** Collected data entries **
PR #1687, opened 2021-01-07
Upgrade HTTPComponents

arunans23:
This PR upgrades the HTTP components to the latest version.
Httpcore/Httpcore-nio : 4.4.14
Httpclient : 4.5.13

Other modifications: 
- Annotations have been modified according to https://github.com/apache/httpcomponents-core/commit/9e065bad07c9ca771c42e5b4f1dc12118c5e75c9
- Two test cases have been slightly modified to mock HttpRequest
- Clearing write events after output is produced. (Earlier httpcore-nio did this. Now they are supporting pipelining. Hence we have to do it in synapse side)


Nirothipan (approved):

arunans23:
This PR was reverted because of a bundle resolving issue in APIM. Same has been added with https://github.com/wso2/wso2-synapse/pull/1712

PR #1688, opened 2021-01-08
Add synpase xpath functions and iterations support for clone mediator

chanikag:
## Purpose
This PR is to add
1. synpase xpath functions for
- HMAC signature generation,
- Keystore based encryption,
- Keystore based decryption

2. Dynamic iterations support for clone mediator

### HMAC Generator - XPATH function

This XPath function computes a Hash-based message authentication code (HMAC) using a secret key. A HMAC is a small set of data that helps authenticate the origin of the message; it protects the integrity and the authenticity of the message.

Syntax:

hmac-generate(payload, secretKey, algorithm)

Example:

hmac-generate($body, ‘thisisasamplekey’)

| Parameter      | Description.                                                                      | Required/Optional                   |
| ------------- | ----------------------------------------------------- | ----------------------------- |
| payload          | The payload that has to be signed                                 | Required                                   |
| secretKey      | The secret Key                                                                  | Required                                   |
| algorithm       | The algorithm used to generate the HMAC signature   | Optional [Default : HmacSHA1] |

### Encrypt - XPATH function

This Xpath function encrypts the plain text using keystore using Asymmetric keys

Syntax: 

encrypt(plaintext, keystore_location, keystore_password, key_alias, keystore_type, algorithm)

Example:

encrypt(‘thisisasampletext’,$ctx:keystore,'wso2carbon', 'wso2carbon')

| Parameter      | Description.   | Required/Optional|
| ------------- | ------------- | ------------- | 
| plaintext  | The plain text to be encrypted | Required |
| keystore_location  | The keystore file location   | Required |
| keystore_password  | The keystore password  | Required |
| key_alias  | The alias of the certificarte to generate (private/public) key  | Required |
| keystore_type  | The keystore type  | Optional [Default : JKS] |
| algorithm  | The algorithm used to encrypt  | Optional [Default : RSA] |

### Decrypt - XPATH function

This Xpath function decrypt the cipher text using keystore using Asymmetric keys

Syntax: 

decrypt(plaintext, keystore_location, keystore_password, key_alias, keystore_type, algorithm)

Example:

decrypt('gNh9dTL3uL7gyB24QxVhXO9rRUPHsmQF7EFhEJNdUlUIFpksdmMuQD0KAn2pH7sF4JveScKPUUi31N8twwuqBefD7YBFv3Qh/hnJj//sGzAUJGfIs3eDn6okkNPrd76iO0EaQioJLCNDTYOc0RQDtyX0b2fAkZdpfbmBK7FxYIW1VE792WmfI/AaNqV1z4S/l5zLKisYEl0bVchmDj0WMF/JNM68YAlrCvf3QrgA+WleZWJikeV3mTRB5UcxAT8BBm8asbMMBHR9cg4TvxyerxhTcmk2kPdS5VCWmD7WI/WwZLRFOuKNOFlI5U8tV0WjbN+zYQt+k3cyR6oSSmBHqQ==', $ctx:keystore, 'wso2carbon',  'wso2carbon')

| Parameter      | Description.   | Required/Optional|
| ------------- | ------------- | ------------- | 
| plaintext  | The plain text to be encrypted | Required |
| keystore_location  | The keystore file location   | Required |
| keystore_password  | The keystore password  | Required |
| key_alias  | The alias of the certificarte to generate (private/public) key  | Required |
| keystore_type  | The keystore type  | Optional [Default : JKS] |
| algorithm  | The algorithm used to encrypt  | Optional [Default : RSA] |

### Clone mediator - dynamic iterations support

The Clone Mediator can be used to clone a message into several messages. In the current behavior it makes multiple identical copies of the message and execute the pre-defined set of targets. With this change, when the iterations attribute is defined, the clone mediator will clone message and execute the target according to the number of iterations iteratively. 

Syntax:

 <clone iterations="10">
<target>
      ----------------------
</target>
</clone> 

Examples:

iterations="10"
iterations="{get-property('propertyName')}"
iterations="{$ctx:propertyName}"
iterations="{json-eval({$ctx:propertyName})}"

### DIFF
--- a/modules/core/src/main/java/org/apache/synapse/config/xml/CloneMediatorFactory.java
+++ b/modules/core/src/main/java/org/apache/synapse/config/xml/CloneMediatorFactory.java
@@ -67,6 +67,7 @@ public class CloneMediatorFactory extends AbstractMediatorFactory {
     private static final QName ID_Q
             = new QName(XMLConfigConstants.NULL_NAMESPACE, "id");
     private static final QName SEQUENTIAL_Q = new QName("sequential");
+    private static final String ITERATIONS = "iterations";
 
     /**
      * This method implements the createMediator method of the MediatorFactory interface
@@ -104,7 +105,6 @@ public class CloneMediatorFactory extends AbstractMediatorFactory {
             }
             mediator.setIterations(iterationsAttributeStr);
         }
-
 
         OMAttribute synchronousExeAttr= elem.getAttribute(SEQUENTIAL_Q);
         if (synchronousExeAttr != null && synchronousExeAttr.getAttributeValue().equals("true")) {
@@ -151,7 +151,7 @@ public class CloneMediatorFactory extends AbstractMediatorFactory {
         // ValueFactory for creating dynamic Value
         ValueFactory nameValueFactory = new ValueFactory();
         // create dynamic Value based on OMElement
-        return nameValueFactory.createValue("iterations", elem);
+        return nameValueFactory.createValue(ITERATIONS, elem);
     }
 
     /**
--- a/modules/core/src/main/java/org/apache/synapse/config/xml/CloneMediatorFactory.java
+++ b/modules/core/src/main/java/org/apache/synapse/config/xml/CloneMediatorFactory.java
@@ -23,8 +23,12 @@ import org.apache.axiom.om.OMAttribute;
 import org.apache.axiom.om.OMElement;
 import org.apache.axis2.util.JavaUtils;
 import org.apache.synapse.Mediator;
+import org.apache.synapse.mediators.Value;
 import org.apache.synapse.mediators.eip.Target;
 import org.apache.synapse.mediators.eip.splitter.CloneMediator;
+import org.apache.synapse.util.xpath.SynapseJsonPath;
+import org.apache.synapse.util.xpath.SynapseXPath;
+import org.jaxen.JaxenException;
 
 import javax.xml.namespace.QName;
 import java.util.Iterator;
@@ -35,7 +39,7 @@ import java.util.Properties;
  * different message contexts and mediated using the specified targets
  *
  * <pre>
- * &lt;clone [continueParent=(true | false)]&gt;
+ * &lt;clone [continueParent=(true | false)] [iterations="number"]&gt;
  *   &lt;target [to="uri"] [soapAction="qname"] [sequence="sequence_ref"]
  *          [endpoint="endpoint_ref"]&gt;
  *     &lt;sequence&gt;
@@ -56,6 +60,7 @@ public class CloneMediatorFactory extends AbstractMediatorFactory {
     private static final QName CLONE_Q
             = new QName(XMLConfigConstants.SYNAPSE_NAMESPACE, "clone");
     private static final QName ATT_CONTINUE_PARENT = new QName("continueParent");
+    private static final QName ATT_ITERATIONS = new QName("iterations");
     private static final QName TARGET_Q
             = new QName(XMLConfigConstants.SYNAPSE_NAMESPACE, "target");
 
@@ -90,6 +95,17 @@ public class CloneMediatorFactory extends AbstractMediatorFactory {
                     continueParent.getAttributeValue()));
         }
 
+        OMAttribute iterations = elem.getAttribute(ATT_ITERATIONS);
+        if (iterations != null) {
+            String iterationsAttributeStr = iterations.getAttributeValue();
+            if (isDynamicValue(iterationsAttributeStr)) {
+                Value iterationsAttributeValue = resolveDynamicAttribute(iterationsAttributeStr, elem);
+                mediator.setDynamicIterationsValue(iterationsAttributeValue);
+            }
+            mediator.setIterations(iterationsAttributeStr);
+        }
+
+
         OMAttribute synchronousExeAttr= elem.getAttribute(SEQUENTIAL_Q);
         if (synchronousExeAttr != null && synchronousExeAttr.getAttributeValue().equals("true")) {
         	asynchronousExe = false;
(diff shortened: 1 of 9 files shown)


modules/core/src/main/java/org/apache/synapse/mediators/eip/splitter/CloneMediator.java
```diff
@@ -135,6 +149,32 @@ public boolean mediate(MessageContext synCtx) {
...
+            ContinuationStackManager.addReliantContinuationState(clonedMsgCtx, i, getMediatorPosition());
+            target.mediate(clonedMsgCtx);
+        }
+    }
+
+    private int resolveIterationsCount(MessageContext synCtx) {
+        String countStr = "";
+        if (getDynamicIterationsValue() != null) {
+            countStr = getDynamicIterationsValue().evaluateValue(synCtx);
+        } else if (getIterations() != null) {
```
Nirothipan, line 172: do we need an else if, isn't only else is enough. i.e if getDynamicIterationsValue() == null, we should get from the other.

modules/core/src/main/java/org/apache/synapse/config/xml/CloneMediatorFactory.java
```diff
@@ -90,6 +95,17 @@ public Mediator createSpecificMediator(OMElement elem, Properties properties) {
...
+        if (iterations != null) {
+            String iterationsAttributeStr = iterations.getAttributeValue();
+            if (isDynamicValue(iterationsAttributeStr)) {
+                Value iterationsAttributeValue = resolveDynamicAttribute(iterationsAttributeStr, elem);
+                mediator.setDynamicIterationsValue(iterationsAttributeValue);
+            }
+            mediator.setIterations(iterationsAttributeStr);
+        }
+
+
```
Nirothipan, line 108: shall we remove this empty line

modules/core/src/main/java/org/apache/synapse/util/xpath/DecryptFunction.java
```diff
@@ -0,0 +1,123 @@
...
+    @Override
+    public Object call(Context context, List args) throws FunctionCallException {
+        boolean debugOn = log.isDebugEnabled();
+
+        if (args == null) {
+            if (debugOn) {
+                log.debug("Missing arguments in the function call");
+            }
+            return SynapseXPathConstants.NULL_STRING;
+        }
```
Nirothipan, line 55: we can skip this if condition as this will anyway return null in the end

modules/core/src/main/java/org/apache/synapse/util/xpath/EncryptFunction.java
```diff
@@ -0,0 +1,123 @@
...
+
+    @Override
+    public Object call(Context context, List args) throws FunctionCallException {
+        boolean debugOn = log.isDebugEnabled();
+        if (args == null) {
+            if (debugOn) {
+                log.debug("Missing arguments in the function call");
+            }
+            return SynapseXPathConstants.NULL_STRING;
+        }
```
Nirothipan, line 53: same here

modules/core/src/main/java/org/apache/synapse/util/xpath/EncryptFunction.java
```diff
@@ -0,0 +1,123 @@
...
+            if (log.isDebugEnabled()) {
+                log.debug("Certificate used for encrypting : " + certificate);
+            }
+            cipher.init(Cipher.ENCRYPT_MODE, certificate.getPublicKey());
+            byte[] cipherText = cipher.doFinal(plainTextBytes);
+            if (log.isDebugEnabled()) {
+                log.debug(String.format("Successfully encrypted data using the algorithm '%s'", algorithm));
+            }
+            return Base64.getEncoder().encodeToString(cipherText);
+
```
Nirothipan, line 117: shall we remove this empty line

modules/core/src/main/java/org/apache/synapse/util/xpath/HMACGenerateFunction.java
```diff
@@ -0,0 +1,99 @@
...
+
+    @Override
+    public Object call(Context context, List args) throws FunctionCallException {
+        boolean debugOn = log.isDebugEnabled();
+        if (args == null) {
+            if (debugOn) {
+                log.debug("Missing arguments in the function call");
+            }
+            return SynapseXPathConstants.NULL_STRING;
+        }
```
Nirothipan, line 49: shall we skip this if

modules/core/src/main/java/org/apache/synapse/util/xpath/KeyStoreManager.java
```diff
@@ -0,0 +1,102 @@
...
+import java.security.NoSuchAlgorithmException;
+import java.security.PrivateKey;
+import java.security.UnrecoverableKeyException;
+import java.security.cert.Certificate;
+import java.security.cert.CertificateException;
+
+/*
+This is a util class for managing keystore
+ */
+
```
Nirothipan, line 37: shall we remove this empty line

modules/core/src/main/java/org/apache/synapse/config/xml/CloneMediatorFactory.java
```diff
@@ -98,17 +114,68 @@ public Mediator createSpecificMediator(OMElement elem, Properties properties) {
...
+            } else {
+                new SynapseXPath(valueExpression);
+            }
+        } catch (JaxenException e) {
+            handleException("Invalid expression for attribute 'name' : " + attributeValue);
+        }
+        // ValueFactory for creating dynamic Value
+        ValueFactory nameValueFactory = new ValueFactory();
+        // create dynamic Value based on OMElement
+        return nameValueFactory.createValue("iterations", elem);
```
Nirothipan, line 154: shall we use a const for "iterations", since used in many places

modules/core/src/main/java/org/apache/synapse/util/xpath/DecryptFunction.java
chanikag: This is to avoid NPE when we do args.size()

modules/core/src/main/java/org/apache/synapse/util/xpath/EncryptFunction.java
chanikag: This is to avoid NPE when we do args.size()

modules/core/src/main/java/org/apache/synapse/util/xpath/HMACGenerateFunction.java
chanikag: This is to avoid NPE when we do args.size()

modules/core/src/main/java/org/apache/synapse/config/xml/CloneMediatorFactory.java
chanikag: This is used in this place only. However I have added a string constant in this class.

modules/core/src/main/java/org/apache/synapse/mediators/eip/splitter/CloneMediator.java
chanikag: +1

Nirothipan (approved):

** Aim of the exercise **
Only lines with the word "using" are needed. Copy them from the preceding records.

** Response below **
This XPath function computes a Hash-based message authentication code (HMAC) using a secret key. A HMAC is a small set of data that helps authenticate the origin of the message; it protects the integrity and the authenticity of the message.
This Xpath function encrypts the plain text using keystore using Asymmetric keys
This Xpath function decrypt the cipher text using keystore using Asymmetric keys
  * different message contexts and mediated using the specified targets
+                log.debug(String.format("Successfully encrypted data using the algorithm '%s'", algorithm));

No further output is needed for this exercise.